Jika dibandingkan cuti karyawan swasta tentu berbeda jauh. Undang-Undang Ketenagakerjaan Nomor 13 tahun 2003 pada Pasal 82 tentang Cuti Haid dan Hamil, disebutkan untuk karyawan perempuan boleh cuti hari pertama dan kedua dengan keterangan. Itupun masih dengan syarat-syarat administratif yang njelimet. Faktanya, cuti karyawan swasta masih berdasarkan hasil diskusi, kesepakatan antara karyawan, mandor/pimpinan perusahaan. Hal itu tentu jauh berbeda dengan ASN karena mereka digaji negara, maka bisa cuti sesuai regulasi yang ada.

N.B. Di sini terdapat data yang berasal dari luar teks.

PR #1360, opened 2021-01-21
Fix exception string

### LINKED ISSUE #1359: Ugly traceback in PythonException
### Environment

-   Pythonnet version: 2.5.0 and earlier
-   Python version: 3.7 and 2.7
-   Operating System: any
-   .NET Runtime: any

### Details

Within Unity, when a PythonException is thrown, we usually print the exception. It comes out looking like:
```
PythonException: TypeError : cannot create weak reference to 'PySideTestUI' object
['  File "<string>", line 3, in <module>/n', '  File "/Users/bhudson/projects/com.unity.scripting.python/com.unity.scripting.python/Samples/PySideExample/PySideExample.py", line 168, in create_or_reinitialize/n    _PYSIDE_UI = PySideTestUI()/n', '  File "/Users/bhudson/projects/com.unity.scripting.python/com.unity.scripting.python/Samples/PySideExample/PySideExample.py", line 54, in __init__/n    self._dialog = self.load_ui_widget(ui_path.replace("////", "/"))/n', '  File "/Users/bhudson/projects/com.unity.scripting.python/com.unity.scripting.python/Samples/PySideExample/PySideExample.py", line 130, in load_ui_widget/n    ui.useCameraButton.clicked.connect(self.use_camera)/n']
```
All on one line. It's very hard to read.

The pythonnet issue is that we have a list of strings that got str() called on it rather than joining them. Then a separate bug is that something is flipping backslashes to slashes but I don't think that's pythonnet's responsibility.

The reason is here: https://github.com/pythonnet/pythonnet/blob/master/src/runtime/pythonexception.cs#L53

filmor:

Fixes #1359 by joining the traceback lines and separates the .NET stacktrace by an additional line.

#1359 

### Any other comments?

...

### Checklist

### DIFF
--- a/src/runtime/pythonexception.cs
+++ b/src/runtime/pythonexception.cs
@@ -1,4 +1,5 @@
 using System;
+using System.Linq;
 using System.Runtime.CompilerServices;
 using System.Text;
 
@@ -44,6 +45,7 @@ namespace Python.Runtime
                 }
                 _message = type + " : " + message;
             }
+
             if (_pyTB != IntPtr.Zero)
             {
                 using PyObject tb_module = PythonEngine.ImportModule("traceback");
@@ -54,7 +56,9 @@ namespace Python.Runtime
                 using var tbList = tb_module.InvokeMethod("format_tb", pyTB);
 
                 var sb = new StringBuilder();
-                foreach (var line in tbList) {
+                // Reverse Python's traceback list to match the order used in C#
+                // stacktraces
+                foreach (var line in tbList.Reverse()) {
                     sb.Append(line.ToString());
                 }
                 _tb = sb.ToString();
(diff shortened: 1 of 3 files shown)


src/runtime/pythonexception.cs
```diff
@@ -45,14 +45,18 @@ public PythonException()
...
+                Runtime.XIncref(_pyTB);
+                using var pyTB = new PyObject(_pyTB);
+
+                using var tbList = tb_module.InvokeMethod("format_tb", pyTB);
+
+                var sb = new StringBuilder();
+                foreach (var line in tbList) {
+                    sb.Append(line.ToString());
                 }
+                _tb = sb.ToString();
```
lostmsu, line 59: I vaguely remember you need to reverse the python stack trace lines int order for them to match the order in `base.StackTrace`. Can you please doublecheck.

filmor: You are right. Python tracebacks are sorted from outer to inner functions, C# are sorted from inner to outer. Since we retain the respective formatting, I wonder whether it's really a good idea to turn own of them (likely the Python one) around as that may mess with expectations of the debugging user...

lostmsu: I did so in my fork (e.g. reversed `tbList`), because it was really confusing during debugging.

benoithudson:
That was quick, thanks!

Cuti tidak hanya masalah regulasi, gaji, namun yang lebih penting adalah tanggungjawab terhadap pekerjaan. Jika ASN, maka jelas urusannya dengan pelayanan publik, baik itu fungsional maupun struktural. Namun jika karyawan swasta, saat cuti kebanyakan mereka tidak mendapatkan gaji. Di sinilah perbedaan mendasar yang harus dikaji ulang.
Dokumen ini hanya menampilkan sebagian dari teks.